Но буржуазия невозможна без пролетариата, так как именно он, продавая свою рабочую силу, создаёт ей прибыль. Пока сохраняется капитализм, эти два класса неразрывно связаны. В «Манифесте» эта связь раскрывается с удивительной прямотой и ясностью: «В той же самой степени, в какой развивается буржуазия, т.е. капитал, развивается и пролетариат, класс современных рабочих, которые только тогда и имеют возможность существовать, когда находят работу, а находят её лишь до тех пор, пока их труд увеличивает капитал. Эти рабочие, вынужденные продавать себя поштучно, представляют собою такой же товар, как и всякий другой предмет торговли, а потому в равной степени подвержены всем случайностям конкуренции, всем колебаниям рынка». Столько десятилетий прошло, а положение пролетариата при капитализме в основе своей осталось прежним.

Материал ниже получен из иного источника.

PR #61, opened 2023-04-23
refactoring: Cleanup dependencies, port indexer utils, delete dead code.

winder:
## Summary

Cleanup code prior to breaking out plugin dependencies:
* Port indexer utility functions to avoid dependency.
* Delete dead code to remove indexer / ValidatedBlock dependency.
* Move simple type definitions to data package to avoid circular dependencies.

## Test Plan

N/A - non functional changes.


winder:
> LGTM, but why didn't the codecov run show up? Do we not have codecov enabled for conduit?

@Eric-Warehime Thats strange, I wonder why the job passes. This is in the log:
> [2023-04-23T14:21:30.491Z] ['error'] There was an error running the uploader: Error uploading to https://codecov.io: Error: There was an error fetching the storage URL during POST: 404 - {'detail': ErrorDetail(string='Commit sha does not match Circle build. Please upload with the Codecov repository upload token to resolve issue.', code='not_found')}

Eric-Warehime (approved):
Looking at the most recent CI runs, it seems like the codecov upload has been broken for a while. You don't need to fix that in this PR so I'm happy to approve as is and we can separately try to get that working again.

tzaffi (commented):
Looks good. My only nit/question is why should conduit's config live in the `data` package? I can see an argument that `config` is a kind of data. Also, creating a new package just for it is inconvenient and we want to avoid packages bloat.

tzaffi:
> > Looks good. My only nit/question is why should conduit's config live in the `data` package? I can see an argument that `config` is a kind of data. Also, creating a new package just for it is inconvenient and we want to avoid packages bloat.
> 
> @tzaffi I agree with most of this...

thx for clarifying

PR #62, opened 2023-04-25
ci: Migrate CircleCI automation to github actions. 

winder:
## Summary

Migrate CircleCI automation to github actions.

## Test Plan

Verify that this PR trigger the new automation, and the automation runs correctly.


docs/tutorials/IndexerMigration.md
```diff
@@ -235,7 +235,7 @@ Because our Conduit pipeline will use the Follower node's state delta API, we no
 volume. It can be removed.
 
 ### Step 3: Refactor our Indexer Writer to Conduit
-You're free to capture any data you like using Conduit. I'd encourage you to take a look at the [filter processor](./FilterDeepDive.md) and see
+You're free to capture any data you like using Conduit. I'd encourage you to take a look at the `filter processor` and see
```
bbroder-algo, line 238: I?

winder: Oops, wrong base branch.

bbroder-algo (approved):

tzaffi:
Do you want to remove `.circleci/config.yml` ?

winder:
I'll need to update the project's CI requirements after this is merged.

.github/workflows/tests.yml
```diff
@@ -0,0 +1,54 @@
+name: Tests
```
tzaffi, line 1: Dropping the nightly tests?
image
Seems like they were identical to the on-commit tests (if they were even being run) so it's fine by me. If in the future we need to revive them, we can.

winder: They weren't being run.

The difference compared to the on-commit tests are:
```diff
- CHANNEL=stable
+ CHANNEL=nightly
```

I tried to make the workflow parameterized in this PR but it wasn't working. Agreed about bringing them back in the future. This is the same problem we have in SDKs: what version of algod should we be testing against?

winder: cc: @cce we've talked about this before, you might be curious. This is one way we pin versions between repositories. It means there is a gap where we don't know if the downstream tools are still compatible with algod.

PR #68, opened 2023-05-03
DevOps: Add CODEOWNERS file to restrict workflow editing

onetechnical:
## Summary

To restrict workflow edits, add a CODEOWNERS file.

## Test Plan

N/A


winder:
This change doesn't work because we're currently committing against master and the automation only triggers for the develop branch.

algobarb:
> This change doesn't work because we're currently committing against master and the automation only triggers for the develop branch.

This prevents someone else outside of Algorand to make PRs against this branch and write github actions files.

Капиталистическим угнетением недовольны многие социальные группы общества. Но К. Маркс и его друг и единомышленник Ф. Энгельс доказали: «Среди всех классов, которые противостоят теперь буржуазии, только пролетариат представляет собою и вправду революционный класс… Средние сословия: мелкий промышленник, мелкий торговец, ремесленник и крестьянин — все они борются с буржуазией, чтобы спасти своё существование от гибели как средних сословий. Они, следовательно, не революционны, а консервативны. Даже более, они реакционны: они стремятся повернуть назад колесо истории».

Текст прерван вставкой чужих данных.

PR #72, opened 2023-05-07
enhancement: disallow Register() name dupes

tzaffi:
## Summary

Proposing that when `Register()` is called twice for the same plugin name, it will panic.
An alternative would involve changing the signature to return an `error`.

### Explanation

This is mostly about familiarizing myself with the Conduit repo. This is not an urgent issue.

As I was playing around with conduit [plugin templates](https://github.com/algorand/conduit-plugin-template) I realized there is a slight issue with plugin registration. 
> It's possible to register a plugin with the same name as another, and overwrite the first registration

The current functionality keeps a map from a user provided name to the actual plugin. If a plugin with the same name as another is registed a second time, it simply overwrites the first. This certainly isn't a pressing concern as we have complete control over what to register and what not to. 

## Test Plan

CI

### DIFF
--- a/conduit/plugins/exporters/exporter_factory_test.go
+++ b/conduit/plugins/exporters/exporter_factory_test.go
@@ -1,6 +1,7 @@
 package exporters
 
 import (
+	"fmt"
 	"testing"
 
 	"github.com/sirupsen/logrus"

Этот ТЕЗИС в «Манифесте Коммунистической партии» совсем не случаен, он присутствует не между делом. Родоначальники теории научного коммунизма, излагая в первый раз каркас этой теории, посчитали необходимым предупредить пролетариат, что под вывеской социализма имеют возможность выступать его враги. В советскую пору третью главу «Манифеста» рассматривали в основном как исторический экспонат, считалось — не без оснований! — что она утратила актуальность. После реставрации капитализма положение в корне изменилось: «друзья народа» с социалистическими вывесками и буржуазной душонкой стали плодиться со скоростью тараканов. А идеологических объедков для них — с избытком.

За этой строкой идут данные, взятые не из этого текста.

PR #415, opened 2022-05-10
Add pallet contracts

h4nsu:


bin/runtime/src/lib.rs
```diff
@@ -707,6 +711,41 @@ impl pallet_utility::Config for Runtime {
     type PalletsOrigin = OriginCaller;
 }
 
+parameter_types! {
+    // The following weights are pulled out of thin air. A separate task to adjust them is already in JIRA.
+    pub const DepositPerItem: Balance = TOKEN / 100;  //  10 milli-AZERO per item
+    pub const DepositPerByte: Balance = TOKEN / 100_000;      // ~10 milli-AZERO per kB storage
+    // The lazy deletion runs inside on_initialize.
```
pmikolajczyk41, line 718: since you have already provided the real values for `DepositPer_`, I would encourage you to add similar estimations for the two parameters below

bin/runtime/src/lib.rs
```diff
@@ -707,6 +711,41 @@ impl pallet_utility::Config for Runtime {
     type PalletsOrigin = OriginCaller;
 }
 
+parameter_types! {
+    // The following weights are pulled out of thin air. A separate task to adjust them is already in JIRA.
```
pmikolajczyk41, line 715: maybe `///` instead of `//`?

bin/runtime/src/lib.rs
```diff
@@ -889,6 +929,51 @@ impl_runtime_apis! {
...
+
+        fn call(
+            origin: AccountId,
+            dest: AccountId,
+            value: Balance,
+            gas_limit: u64,
+            storage_deposit_limit: Option<Balance>,
+            input_data: Vec<u8>,
+        ) -> ContractExecResult<Balance> {
+            Contracts::bare_call(origin, dest, value, gas_limit, storage_deposit_limit, input_data, true)
```
pmikolajczyk41, line 943: I would extract this enigmatic `true`s into some constant, like `DEBUG_CONTRACTS`

bin/runtime/src/lib.rs
h4nsu: What's the difference? ^^'

pmikolajczyk41: in the built docs: either some comment or none :P

bin/node/src/rpc.rs
```diff
@@ -52,8 +54,10 @@ where
     )));
 
     io.extend_with(TransactionPaymentApi::to_delegate(TransactionPayment::new(
-        client,
+        client.clone(),
     )));
 
+    io.extend_with(ContractsApi::to_delegate(Contracts::new(client)));
```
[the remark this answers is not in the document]
h4nsu: This difference was introduced to their repo literally 3 hours ago and I think they just changed the underlying JSONRPC library. Their previous version looked exactly like the one in this PR.

bin/runtime/src/lib.rs
h4nsu: This comment is kinda internal and meant to be removed soon. Let's leave `//`

bin/runtime/src/lib.rs
h4nsu: Done

bin/runtime/Cargo.toml
```diff
@@ -45,14 +50,14 @@ sp-core = { default-features = false, git = "https://github.com/paritytech/subst
 sp-inherents = { default-features = false, git = "https://github.com/paritytech/substrate.git", branch = "polkadot-v0.9.19"}
 sp-offchain = { default-features = false, git = "https://github.com/paritytech/substrate.git", branch = "polkadot-v0.9.19"}
 sp-runtime = { default-features = false, git = "https://github.com/paritytech/substrate.git", branch = "polkadot-v0.9.19"}
+sp-sandbox = { default-features = false, git = "https://github.com/paritytech/substrate.git", branch = "polkadot-v0.9.19"}
```
fixxxedpoint, line 53: Do we need this here for some reason? Definitely the .wasm output differs without it.

h4nsu: I have no idea how this ended up here ^^ Removed

pmikolajczyk41 (approved):
looks okay for me - I guess we will have to test it now extensively and review the configuration before deploying to testnet

fixxxedpoint (approved):
lgtm

PR #423, opened 2022-05-16
A0-932 Make e2e/devnet/local run use the same chain spec

Marcin-Radecki:
# Description

## Type of change

# Checklist:

### DIFF
--- a/.github/actions/run-e2e-test/action.yml
+++ b/.github/actions/run-e2e-test/action.yml
@@ -40,7 +40,7 @@ runs:
       run: ./.github/scripts/run_e2e_test.sh -t ${{ inputs.test-case }}
 
     - name: Run finalization e2e test
-      if: ${{ inputs.finalization-check == true }}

Предупреждение Маркса и Энгельса абсолютно прозрачно: наряду с коммунизмом (социализмом), выражающим интересы основного трудящегося класса капиталистического общества — рабочего класса, пролетариата, — существуют социалистические теории, которые не совпадают с пролетарскими интересами и даже направлены против них. И это легко объяснимо: такие теории называются социалистическими не только в силу лукавства их создателей, а прежде всего потому, что критикуют капитализм, но делают это с позиций иных, отживающих свой век классов.

Такие, чужие, концепции социализма в «Манифесте» поделены на две группы: реакционную и консервативную; первая тянет назад, вторая жаждет законсервировать существующее жизнеустройство, подремонтировав его.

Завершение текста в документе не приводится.